The shares account for about 20.1 percent of the outstanding shares, amounting to 701.8 billion won. The tender offer will be held from February 5 to March 6 and led by NH Investment & Securities Co.

Hahn & Co. acquired a 46.14 percent stake in SsangYong C&E for 883.7 billion won through its No. 1 blind fund in 2016.

The PEF invested an additional 100 billion won through a rights offering to shareholders and acquired the stake (32.36 percent) of the then-second largest shareholder, Japan’s Taiheiyo Cement Corp, for 454.8 billion won.

Through these investments totaling 1.44 trillion won, Hahn & Co. secured a 77.68 percent stake in the cement maker.

Hahn & Co., currently the largest shareholder, is expected to acquire all remaining shares of SsangYong C&E through a tender offer and then proceed with its delisting.

After becoming the largest shareholder of the cement maker, Hahn & Co. shifted its strategy to long-term holding and reacquired it in July 2022 through a continuation fund, a new fund that reinvests in previously held assets, of about $1.5 billion.

It also recapitalized its Ssangyong C&E management rights investment fund in 2023.

Ssangyong C&E, meanwhile, posted record annual sales of 1.97 trillion won in 2022 after being acquired by Hahn & Co.

Boosted by cement price increases, the cement maker posted sales of 1.04 trillion won in the first half of 2023, up by 184.5 billion won from the same period a year earlier. But its operating profit fell by about 4.9 billion won year-on-year to 47.5 billion won due to a rise in electricity rates.

Ssangyong C&E also secured a large amount of cash by disposing of subsidiary stocks and real estate in 2023. It sold a 77 percent stake in SsangYong Remicon Co. and its existing real estate to Jangwon Remicon Corp. for about 380 billion won.
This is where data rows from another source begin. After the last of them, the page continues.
Issue #1983, opened 2024-02-01
Control individual project access via LDAP


williamjallen:
# Feature Request

### How can we make CDash better?

LDAP can currently be used to provide access to a CDash instance, but it cannot provide per-project authorization.  As CDash moves towards a GitHub- or GitLab-style structure, having the ability to control project access based on LDAP groups is a very useful feature.

williamjallen:
https://github.com/Kitware/CDash/issues/1741 is related to this.

PR #2206, opened 2024-05-16
Switch LDAP plugin from Adldap2 to LdapRecord

williamjallen:
Our current LDAP provider, Adldap2, is [no longer maintained](https://github.com/Adldap2/Adldap2), and has been superseded by [LdapRecord](https://github.com/DirectoryTree/LdapRecord), which is maintained by the same author and contains similar functionality to Adldap2.  This PR makes the changes required to move our existing LDAP features from Adldap2 to LdapRecord.

A major change in this upgrade is the way LDAP is configured.  I have made an attempt to keep the user-facing environment variable API the same, but there may be slight differences on some systems.  CDash administrators should take care when applying this upgrade on systems with LDAP integration.

Setting up a local environment with LDAP has historically been a major pain point for developers.  A significant amount of work remains to be done, but this PR lays the groundwork by including a basic LDAP container in the development environment, against which tests are run.  Running tests against an actual live LDAP server provides a more complete end-to-end test of our LDAP integration than the previous mock-based approach.  OpenLDAP is used in our test environment, and is the primary target for our LDAP integration.  ActiveDirectory support is provided on a best-effort basis only.


williamjallen:
This PR lays the groundwork for #1983.  That work is expected to follow in the coming weeks.

PR #2209, opened 2024-05-16
Fix cdash-worker Docker images for release tags

zackgalbreath:
We were accidentally pushing cdash webservice images instead of cdash-worker images.

### DIFF
--- a/.github/workflows/release.yml
+++ b/.github/workflows/release.yml
@@ -30,7 +30,7 @@ jobs:
           context: .
           push: true
           tags: "kitware/cdash-worker:${{ github.ref_name }}"
-          target: cdash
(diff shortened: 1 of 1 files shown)


williamjallen:
Should this be backported to 3.4, or would it be better to fix any further images in the 3.4 release series manually and merge this into master?

zackgalbreath:
> Should this be backported to 3.4, or would it be better to fix any further images in the 3.4 release series manually and merge this into master?

Good point, I think it makes sense to fix it in 3.4 so subsequent patch releases (if any) won't require manual intervention. I'll change the target of this PR now.

williamjallen (approved):

PR #2212, opened 2024-05-17
Add GraphQL query filtering capability

williamjallen:
This PR introduces the ability to add conditions to aggregate queries in the GraphQL API.  This allows users to select only public projects or all the builds submitted after a given timestamp, for example.  This introductory PR adds the =, !=, <, and > operators.  Future PRs will add additional operators to the filter set.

It also conducted a buyback of its own shares worth about 8 billion won for the first time since its inception to enhance shareholder value.

This is not the first time Hahn & Co. has made a tender offer to acquire the entire stake of an acquired company and then proceed with its delisting.

Previously, Hahn & Co. acquired a controlling stake in medical device maker Lutronic Corp. from its founder and Chairman Hwang Hae-lyung and then conducted two tender offers to secure 100 percent of the company.

The PEF then delisted Lutronic from the Kosdaq market In October 2023 and recovered 145 billion won through a paid-in capital reduction.

“Additional tender offers and delisting of acquired companies have the advantage of protecting the rights of minority shareholders and creating a favorable structure for resale by converting to a private company,” an IB industry insider said. “The attempts of PEFs to conduct tender offers and delisting of acquired companies are expected to increase in Korea.”